Configuration Guide
Configuration Hierarchy
Precedence from highest to lowest:
- CLI flags (
--count,--media,--html,--output) - Environment variables (
CAPCAT_*) Config/capcat.yml- per-vault overridesConfig/Global-settings.yaml- global defaults- Source YAML defaults
Global Settings
Config/Global-settings.yaml (regenerate with capcat settings --force):
# ─── PDF Downloads ──────────────────────────────────────
pdf:
max_pdf_size_bytes: 31457280 # 30MB
max_pdf_per_article: 10
# ─── Media Downloads ─────────────────────────────────────
media:
download_pdfs: false
download_images: true
download_videos: false
download_audio: false
download_documents: false
# ─── Network ────────────────────────────────────────────
network:
connect_timeout: 10
read_timeout: 30
media_download_timeout: 60
head_request_timeout: 10
max_retries: 3
retry_delay: 1.0
crawl_delay: 1.0 # seconds between requests to same domain
robots_cache_ttl_minutes: 15
user_agent: "Capcat/2.0 (Personal news archiver)"
pool_connections: 20
pool_maxsize: 20
# ─── Processing ─────────────────────────────────────────
processing:
article_count: 30 # global fallback per source
max_workers: 8
conversion_timeout: 30
max_images: 20
max_images_media_mode: 1000
min_image_dimensions: 150 # pixels, skip smaller images
max_image_size_bytes: 5242880 # 5MB
max_filename_length: 100
create_comments_file: true
remove_style_tags: true
remove_nav_tags: true
markdown_line_breaks: true
# ─── UI ─────────────────────────────────────────────────
ui:
progress_spinner_style: dots # dots, wave, loading, pulse, bounce, modern
# ─── Logging ────────────────────────────────────────────
logging:
console_level: INFO # DEBUG, INFO, WARNING, ERROR
file_level: DEBUG
max_log_file_size: 10485760 # 10MB
log_file_backup_count: 5
auto_create_log_dir: true
Environment Variables
| Variable | Config key |
|---|---|
CAPCAT_POOL_CONNECTIONS |
network.pool_connections |
CAPCAT_POOL_MAXSIZE |
network.pool_maxsize |
CAPCAT_PDF_MAX_SIZE |
pdf.max_pdf_size_bytes |
CAPCAT_PDF_MAX_PER_ARTICLE |
pdf.max_pdf_per_article |
Per-Source Config (YAML sources)
Each config-driven source YAML supports:
display_name: "Example News"
base_url: "https://example.com/"
category: tech
rate_limit: 1.0
article_selectors:
- ".headline a"
content_selectors:
- "article .body"
image_processing:
max_image_size_mb: 5 # skip images larger than 5MB
media:
download_pdfs: false
max_pdf_size_mb: 10
image_processing.max_image_size_mb overrides the global processing.max_image_size_bytes for that source.

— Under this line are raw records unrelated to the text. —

PR #1390, opened 2024-02-06
refactor(hub): extract SchedulerClient for scheduler

wsxiaoys:
cc @boxbeam


.github/workflows/test-rust.yml
```diff
@@ -32,6 +32,9 @@ jobs:
         with:
           submodules: recursive
 
+      - name: Service shouldn't depends on juniper::ID
```
wsxiaoys, line 35: cc @boxbeam

I add this lint to avoid polluting service layer with `ID`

media.download_pdfs and media.max_pdf_size_mb override the global PDF settings for that source.
Media Flags
download_files (images) and download_pdfs are independent:
| CLI flag | Effect |
|---|---|
--media |
Sets both download_files=True and download_pdfs=True |
--pdfs |
Download PDF files only (independent of --media) |
--no-pdfs |
Explicitly disable PDF downloads for this run |
--html |
Generate HTML output only (no media download) |
TUI PDF prompt:
- “Yes” →
download_pdfs=True - “No” →
download_pdfs=False - “Source defaults” → per-source
media.download_pdfsapplies
Output Directory
Default: current working directory. Override with --output DIR.
Structure created automatically:
News/<source>/ ← capcat fetch
Capcats/ ← capcat single
.capcat/ ← internal state, do not edit
Config/ ← user configuration
Initialisation
capcat init creates Config/ with default Global-settings.yaml and empty sources/active/ directories. Run automatically on first use of any command.